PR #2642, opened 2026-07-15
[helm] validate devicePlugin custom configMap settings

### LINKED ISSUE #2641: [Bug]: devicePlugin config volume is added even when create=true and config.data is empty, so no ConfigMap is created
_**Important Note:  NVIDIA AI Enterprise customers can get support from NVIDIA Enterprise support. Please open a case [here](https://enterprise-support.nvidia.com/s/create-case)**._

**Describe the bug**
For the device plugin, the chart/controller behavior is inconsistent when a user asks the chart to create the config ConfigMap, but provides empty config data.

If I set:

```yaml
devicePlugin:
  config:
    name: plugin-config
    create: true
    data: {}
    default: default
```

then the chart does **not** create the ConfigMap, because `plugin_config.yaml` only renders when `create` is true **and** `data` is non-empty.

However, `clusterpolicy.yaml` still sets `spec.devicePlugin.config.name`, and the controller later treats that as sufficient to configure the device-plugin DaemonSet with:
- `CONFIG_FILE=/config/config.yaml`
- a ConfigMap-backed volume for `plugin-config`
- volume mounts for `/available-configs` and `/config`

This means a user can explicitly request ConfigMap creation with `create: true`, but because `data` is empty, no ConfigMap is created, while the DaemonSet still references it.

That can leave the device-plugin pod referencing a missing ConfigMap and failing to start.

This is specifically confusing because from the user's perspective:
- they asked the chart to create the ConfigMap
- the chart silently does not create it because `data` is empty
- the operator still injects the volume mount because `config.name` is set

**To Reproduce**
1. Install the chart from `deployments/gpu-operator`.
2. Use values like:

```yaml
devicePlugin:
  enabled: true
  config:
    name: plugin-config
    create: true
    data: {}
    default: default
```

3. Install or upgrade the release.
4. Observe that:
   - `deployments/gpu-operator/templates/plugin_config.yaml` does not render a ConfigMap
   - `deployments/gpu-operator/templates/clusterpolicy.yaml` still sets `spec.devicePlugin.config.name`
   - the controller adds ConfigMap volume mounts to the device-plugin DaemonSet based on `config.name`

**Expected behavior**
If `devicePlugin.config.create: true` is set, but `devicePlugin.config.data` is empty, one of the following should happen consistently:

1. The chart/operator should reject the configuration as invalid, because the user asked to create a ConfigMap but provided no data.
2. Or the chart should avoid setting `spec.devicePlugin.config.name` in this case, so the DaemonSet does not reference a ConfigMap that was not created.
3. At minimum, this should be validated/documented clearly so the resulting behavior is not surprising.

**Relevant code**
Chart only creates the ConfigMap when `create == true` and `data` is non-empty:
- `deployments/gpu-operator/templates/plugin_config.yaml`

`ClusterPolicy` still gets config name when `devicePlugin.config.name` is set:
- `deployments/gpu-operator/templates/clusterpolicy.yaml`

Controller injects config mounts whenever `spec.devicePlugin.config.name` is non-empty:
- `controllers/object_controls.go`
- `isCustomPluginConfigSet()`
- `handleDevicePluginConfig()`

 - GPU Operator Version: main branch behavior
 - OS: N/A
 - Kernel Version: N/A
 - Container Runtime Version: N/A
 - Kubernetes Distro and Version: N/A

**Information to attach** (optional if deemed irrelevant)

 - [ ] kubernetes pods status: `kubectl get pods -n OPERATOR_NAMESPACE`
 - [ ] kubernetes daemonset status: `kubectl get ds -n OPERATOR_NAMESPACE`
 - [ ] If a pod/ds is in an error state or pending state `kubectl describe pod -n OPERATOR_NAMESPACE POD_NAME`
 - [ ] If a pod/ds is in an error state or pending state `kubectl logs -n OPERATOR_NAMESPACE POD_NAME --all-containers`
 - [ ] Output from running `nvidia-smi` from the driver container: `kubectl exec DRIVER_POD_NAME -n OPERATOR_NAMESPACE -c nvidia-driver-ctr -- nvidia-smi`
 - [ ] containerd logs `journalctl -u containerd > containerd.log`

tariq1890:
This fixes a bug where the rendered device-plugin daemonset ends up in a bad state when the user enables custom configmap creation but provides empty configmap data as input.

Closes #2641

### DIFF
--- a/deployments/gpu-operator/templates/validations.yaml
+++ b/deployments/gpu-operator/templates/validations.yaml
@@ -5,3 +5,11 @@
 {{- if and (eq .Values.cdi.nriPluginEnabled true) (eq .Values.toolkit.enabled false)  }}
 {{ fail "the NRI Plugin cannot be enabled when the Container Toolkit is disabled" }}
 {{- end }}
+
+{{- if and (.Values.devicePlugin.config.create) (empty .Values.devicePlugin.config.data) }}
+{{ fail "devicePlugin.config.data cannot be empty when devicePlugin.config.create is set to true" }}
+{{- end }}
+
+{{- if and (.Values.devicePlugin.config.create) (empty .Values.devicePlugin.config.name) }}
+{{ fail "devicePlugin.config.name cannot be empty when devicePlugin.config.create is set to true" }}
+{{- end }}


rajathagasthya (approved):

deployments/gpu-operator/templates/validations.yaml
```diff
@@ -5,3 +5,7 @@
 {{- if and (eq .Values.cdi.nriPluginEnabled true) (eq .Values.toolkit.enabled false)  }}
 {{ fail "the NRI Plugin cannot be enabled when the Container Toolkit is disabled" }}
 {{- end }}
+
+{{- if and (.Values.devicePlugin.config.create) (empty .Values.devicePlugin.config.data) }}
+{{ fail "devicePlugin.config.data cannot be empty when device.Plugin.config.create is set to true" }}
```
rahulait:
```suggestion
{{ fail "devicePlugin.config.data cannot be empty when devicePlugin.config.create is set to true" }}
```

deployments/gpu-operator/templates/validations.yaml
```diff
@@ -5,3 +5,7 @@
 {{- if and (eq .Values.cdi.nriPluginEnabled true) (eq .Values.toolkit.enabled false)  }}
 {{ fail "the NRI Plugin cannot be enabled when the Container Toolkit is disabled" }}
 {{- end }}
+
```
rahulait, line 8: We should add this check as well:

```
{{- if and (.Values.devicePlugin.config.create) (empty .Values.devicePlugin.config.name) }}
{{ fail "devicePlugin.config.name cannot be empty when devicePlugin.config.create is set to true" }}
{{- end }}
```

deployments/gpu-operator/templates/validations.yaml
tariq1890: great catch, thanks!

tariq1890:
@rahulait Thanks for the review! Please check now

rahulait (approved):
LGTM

━━━━━━━━

- _DIRECTIONS_:
Which lines above contain the word "with"? Copy each one.

- _TASK RESULT_:
However, `clusterpolicy.yaml` still sets `spec.devicePlugin.config.name`, and the controller later treats that as sufficient to configure the device-plugin DaemonSet with:
This means a user can explicitly request ConfigMap creation with `create: true`, but because `data` is empty, no ConfigMap is created, while the DaemonSet still references it.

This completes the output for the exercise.